About this exercise: Scan the entries for lines with the word "into" and copy those lines.

──────

PR #130, opened 2017-01-11
Add clippy as an optional dependency

shssoichiro:
This is a PR to add clippy as an optional dependency which can be enabled via `cargo build --features clippy`. The reason for this PR is that adding clippy as a dependency appears to scan through more of the code than `cargo clippy` (which may be a bug in `cargo clippy`).

This PR does not fix any lints, just adds clippy as a dependency to all three crates within Rocket.

### DIFF
--- a/codegen/src/lib.rs
+++ b/codegen/src/lib.rs
@@ -95,6 +95,9 @@
 #![feature(i128_type)]
 #![allow(unused_attributes)]
 #![allow(deprecated)]
+#![cfg_attr(feature="clippy", feature(plugin))]
+#![cfg_attr(feature="clippy", plugin(clippy))]
+#![cfg_attr(feature="clippy", allow(needless_lifetimes))]
 
 #[macro_use] extern crate syntax;
 #[macro_use] extern crate log;
--- a/codegen/Cargo.toml
+++ b/codegen/Cargo.toml
@@ -18,6 +18,10 @@ plugin = true
 rocket = { version = "0.1.4", path = "../lib/" }
 log = "^0.3"
 
+[dependencies.clippy]
+version = ">=0.0.106"
+optional = true
+
 [dev-dependencies]
 compiletest_rs = "^0.2"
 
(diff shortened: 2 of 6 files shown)


codegen/src/lib.rs
```diff
@@ -95,6 +95,9 @@
 #![feature(i128_type)]
 #![allow(unused_attributes)]
 #![allow(deprecated)]
+#![cfg_attr(feature="clippy", feature(plugin))]
+#![cfg_attr(feature="clippy", plugin(clippy))]
+#![cfg_attr(feature="clippy", allow(needless_lifetimes))]
```
shssoichiro: The reason for allowing this lint is because it was producing many false positives on Rocket's code base (tracked by https://github.com/Manishearth/rust-clippy/issues/740)

SergioBenitez:
What's the benefit to doing this? Presumably it's to get clippy warnings on compilation. But what's wrong with simply running `cargo clippy`?

The amount of noise clippy generates on the Rocket codebase is phenomenal. I don't thnk that's something we want to see on each compilation.

SergioBenitez:
It also seems to interact poorly with `compiletest-rs`, resulting in failed compilation.

shssoichiro:
The benefit is that integrating the clippy library scans all of the modules, whereas `cargo clippy` does not seem to. However, if it's breaking the test suite, that would be a blocker. The better route may be for me to try and fix `cargo clippy` to scan properly (or at least file an issue on `clippy` for this). Thanks for the feedback.

jhpratt:
@SergioBenitez Is this something you'd reconsider two and a half years on? Running `cargo clippy` yields a few warnings and a pair of errors for identical blocks in `if` statements. The only noise I'm seeing is for redundant pattern matching on the `switch` macro from the pear crate, which I see is yours (so I'm assuming that warning can be disabled).

SergioBenitez:
@jhpratt I think it'd be nice to throw this into the CI as a warning, though I still don't think we should modify the code base to support clippy specifically.

jebrosen:
The main difficulty with clippy is that it is not necessarily available with every nightly release (`rustup component add clippy` will sometimes fail). I see no harm in having the CI tests run clippy when it is installed, as long as it's not too slow.

jhpratt:
Clippy itself runs at a decent speed. It's the installation that would take a minute. Jeb is right, though, not every nightly has it available, and Rust doesn't provide an easy way to install the most recently available.

PR #138, opened 2017-01-16
Example for the UUID type

lholden:
This is an example for the UUID type. :)

### DIFF
--- a/contrib/src/uuid.rs
+++ b/contrib/src/uuid.rs
@@ -3,6 +3,7 @@ extern crate uuid as uuid_ext;
 use std::fmt;
 use std::str::FromStr;
 use std::ops::Deref;
+use std::cmp::Ordering;
 
 use rocket::request::FromParam;
 
@@ -97,6 +98,13 @@ impl PartialEq<uuid_ext::Uuid> for UUID {
     #[inline(always)]
     fn eq(&self, other: &uuid_ext::Uuid) -> bool {
         self.0.eq(other)
+    }
+}
+
+impl PartialOrd<uuid_ext::Uuid> for UUID {
+    #[inline(always)]
+    fn partial_cmp(&self, other: &uuid_ext::Uuid) -> Option<Ordering> {
+        Some(self.0.cmp(other))
     }
 }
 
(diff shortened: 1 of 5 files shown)


examples/uuid/src/main.rs
```diff
@@ -0,0 +1,47 @@
...
+}
+
+#[get("/people/<id>")]
+fn people(id: UUID) -> Result<String, String> {
+    // Because UUID implements the Deref trait, we use Deref coercion to 
+    // convert rocket_contrib::UUID to uuid::Uuid.
+    let person = PEOPLE.get(&id)
+        .ok_or(format!("Person not found for UUID: {}", id))?;
+
+    Ok(format!("We found: {}", person))
```
SergioBenitez: I think we can roll this into the `PEOPLE.get`call with a `map` before the `ok_or`.

examples/uuid/src/main.rs
```diff
@@ -0,0 +1,47 @@
...
+#![plugin(rocket_codegen)]
+
+#[macro_use]
+extern crate lazy_static;
+extern crate uuid;
+extern crate rocket;
+extern crate rocket_contrib;
+
+use std::collections::HashMap;
+use uuid::Uuid;
```
SergioBenitez: Why do we need this?

examples/uuid/src/main.rs
lholden: You want this to look something like this?
```rust
Ok(PEOPLE.get(&id)
    .map(|person| format!("We found: {}", person))
    .ok_or(format!("Person not found for UUID: {}", id))?)
```

examples/uuid/src/main.rs
lholden: Common use case is going to be inter-op with the uuid crate. Ex, it's what the Postgres and Diesel crates use for uuid support.

So, it makes sense to actually show how one does this. (Ex, the HashMap is of the uuid::Uuid type and not UUID)

contrib/src/uuid.rs
```diff
@@ -100,6 +101,13 @@ impl PartialEq<uuid_ext::Uuid> for UUID {
     }
 }
 
+impl PartialOrd<uuid_ext::Uuid> for UUID {
```
SergioBenitez: This should be in a separate PR.

examples/uuid/src/main.rs
SergioBenitez: Okay, cool, that makes sense.

SergioBenitez:
Merged in f230d43fd5a7836e263de9977e20fd715ac0502a.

──────

Answer to this task:
@jhpratt I think it'd be nice to throw this into the CI as a warning, though I still don't think we should modify the code base to support clippy specifically.
SergioBenitez: I think we can roll this into the `PEOPLE.get`call with a `map` before the `ok_or`.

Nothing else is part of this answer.